El niño que llevamos.


   Esta mañana, he pasado por un colegio en el que un montón de niños, de 11 ó 12 años, se hacían la tradicional foto con sus profesores antes de finalizar su curso y, también, esa etapa de sus vidas. Y me ha venido a la memoria ese momento de mi vida, que tengo la suerte de recordar con bastante nitidez.

  Y en ese momento me he metido en la piel de uno de esos niños. Me veía allí, mirando al fotógrafo y riéndome con algún compañero mientras de reojo no perdía de vista al profesor. Y, más adentro, me he metido en el cerebro de aquel niño que yo era, y he observado que no existía ninguna preocupación, ninguna tristeza, y que ni me sentía pequeño ni me sentía grande, ni me parecía que aquel lugar fuese bueno ni fuese malo.
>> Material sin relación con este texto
PR #4106, opened 2016-03-22
UPDATE: VAGRANT.md, link to become eviltrout admin.

tomasibarrab:
I updated the VAGRANT.md file to add a link to become **eviltrout** instead of only a label, as is posted on this section:

> In a few seconds, rails will start serving pages. To access them, open a web browser to [http://localhost:4000](http://localhost:4000) - if it all worked you should see discourse! Congratulations, you are ready to start working!


tomasibarrab:
Great, i did it because it was a link hard to see, because it was posted as a label. Thank you @ZogStriP, cheers!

Sólo quería reír. Nada era la ideología, nada la política, menos aún el futuro, el pasado era un desayuno, el amor ni a dos metros de mí, Dios como si fuese otro más de la pandilla, mi familia sin defectos, mi aspecto sin precisar espejos. Joder, era la felicidad, y ahora lo veo.

  Y me doy cuenta, que en aquel momento, ni se me pasaba por la cabeza observar al yo que soy yo ahora y que entonces sería otro hombre ya adulto mirando como nos hacíamos la fotografía, otro hombre que pensaría que el futuro son esos niños y que, quién sabe, quizás hereden otro mundo mejor y más justo, un hombre que en ese momento recordara su fotografía allá en su niñez, y volviese a meterse en la piel de otro niño, y así, seguir hasta un infinito de años y siglos, siempre pensando en que el mundo es de los niños y que puede cambiar, y que esa era la felicidad.

   Sin embargo, el mundo es el mismo; el niño es un hombre; la felicidad es ..., otra cosa. ¿Qué ha fallado en años y siglos, en una vida? ¿Dónde se quedó el niño que buscaba reír? ¿Dónde está esa puñetera fotografía limpia de pecados?

 

   Y entonces, tras estas reflexiones que suceden en unos segundos, te das cuenta, me doy cuenta, que ese niño está allí, ahora mismo, y aquí a la vez, dentro de mí, de tí, de casi cualquiera que sienta que no hay un mundo que mejorar alrededor, no hay una maldad que combatir alrededor, no hay nada que mejorar alrededor y que, en realidad, el mundo soy yo, ese niño, y que me basta sacarlo para reír y hacer reír, sin que nada sepa de tristezas y miserias.

  Sólo tengo que sacar a ese niño, sólo tienes que sacar a ese niño.

   Buen día.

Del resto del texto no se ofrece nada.